I couldn’t know what he had seen in the course of the last seventeen days but the likely images gnawed at me, jarring with the cosmopolitan scenes on the veranda.
‘Sorry,’ Xan said after a moment. ‘I promise I’ll liven up once I’ve had something to eat.’
I leaned forward and touched his hand. ‘It’s all right.’
He did revive when he had eaten his sandwich and most of mine. He sat back again in his chair and grinned at me. ‘Now all I need is a bath and some sleep, and you.’
‘All three shall be yours. Xan, it wasn’t a social call you were paying on Roddy Boy this morning, was it?’
In the weeks that I had known him I had tried not to press Xan with too many questions. Up until now we had done our best to live in the present, and the present was always parties and joking and a blind determination to have fun. But today I found it very hard to accept that I should know so little. I also knew that he wasn’t volunteering any more information because he didn’t want to make me afraid for him.

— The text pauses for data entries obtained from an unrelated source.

PR #6117, opened 2024-04-02
fix(sdk): functions and services are never updated in the simulator

### LINKED ISSUE #6116: `simulator.update()` doesn't reflect changes in functions
### I tried this:

In https://github.com/winglang/wing/pull/6069, the Console starts using the new `simulator.update()` method from the Simulator.

### This happened:

Using the `simulator.update()` method lead to a bug where new changes in functions weren't available anymore.

### I expected this:

The function code should be up to date in the Console instance after a call to `simulator.update()`

### Is there a workaround?

_No response_

### Anything else?

_No response_

### Wing Version

_No response_

### Node.js Version

_No response_

### Platform(s)

_No response_

### Community Notes

eladb:
Fixes #6116 by allowing a simulator resource to determine it's update "plan" when new configuration arrives.

For now, both `cloud.Function` and `cloud.Service` always return "REPLACE" which means that these resources will always get updated. In a future commit we can be more granular about the update by calculating the bundle hash.

## Checklist

- [x] Tests added (always)

### DIFF
--- a/libs/wingsdk/src/simulator/simulator.ts
+++ b/libs/wingsdk/src/simulator/simulator.ts
@@ -916,16 +916,13 @@ export class Simulator {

He looked around at the nearest tables before answering. Everyone was talking and gesticulating or trying to catch the attention of the waiters. No one was taking any notice of us.
‘No, it wasn’t.’ And then, after a pause, ‘How much do you actually know about what he does?’
In theory, I was only supposed to handle routine typing, filing and administration. All confidential signals and memos were dealt with by army personnel, and collected and delivered by me in sealed folders marked
Secret
. But Roddy had long ago decided that I was trustworthy and he also liked to impress me by letting drop how key his role was. Quite often, he asked me to collect or deliver signals in clear to the cipher clerks because the junior staff officer whose job it should have been was inclined to be too busy for this menial task.
I had lately started reading everything that passed through my hands, greedy for the smallest crumb of information, good or bad, that might have anything to do with Xan. So I now knew the names and quite often the general whereabouts of most of the commando forces who supplied us with intelligence from deep behind enemy lines. I was almost certain that he was with one of these highly secret groups, criss-crossing the remote desert in order to pick up information on enemy troop and supply movements.